Data excerpts:
━━━━━━━━━━━━━━━━━━━━━━━━━━━━━━

PR #5529, opened 2025-01-02
(8.0) PS-9621: Initialization of std::atomic_flag caller_active_ in Percona Telemetry component is not compliant with the standard

kamil-holubicki:
https://perconadev.atlassian.net/browse/PS-9621

Initialization of std::atomic_flag in the constructor's initializer list is not compliant with the standard. Gcc allows it, however clang issues a compilation warning which turns into error in maintainer mode build.
(error: braces around scalar initializer [-Werror,-Wbraced-scalar-init])


percona-ysorokin (approved):
LGTM

PR #5531, opened 2025-01-02
(trunk) PS-9621: Initialization of std::atomic_flag caller_active_ in Percona Telemetry component is not compliant with the standard

kamil-holubicki:


percona-ysorokin (approved):
LGTM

━━━━━━━━━━━━━━━━━━━━━━━━━━━━━━

__Work instruction__: Could you write out all the entries word for word?

__Exercise output__:
PR #5529, opened 2025-01-02
(8.0) PS-9621: Initialization of std::atomic_flag caller_active_ in Percona Telemetry component is not compliant with the standard

kamil-holubicki:
https://perconadev.atlassian.net/browse/PS-9621

Initialization of std::atomic_flag in the constructor's initializer list is not compliant with the standard. Gcc allows it, however clang issues a compilation warning which turns into error in maintainer mode build.
(error: braces around scalar initializer [-Werror,-Wbraced-scalar-init])


percona-ysorokin (approved):
LGTM

PR #5531, opened 2025-01-02
(trunk) PS-9621: Initialization of std::atomic_flag caller_active_ in Percona Telemetry component is not compliant with the standard

kamil-holubicki:


percona-ysorokin (approved):
LGTM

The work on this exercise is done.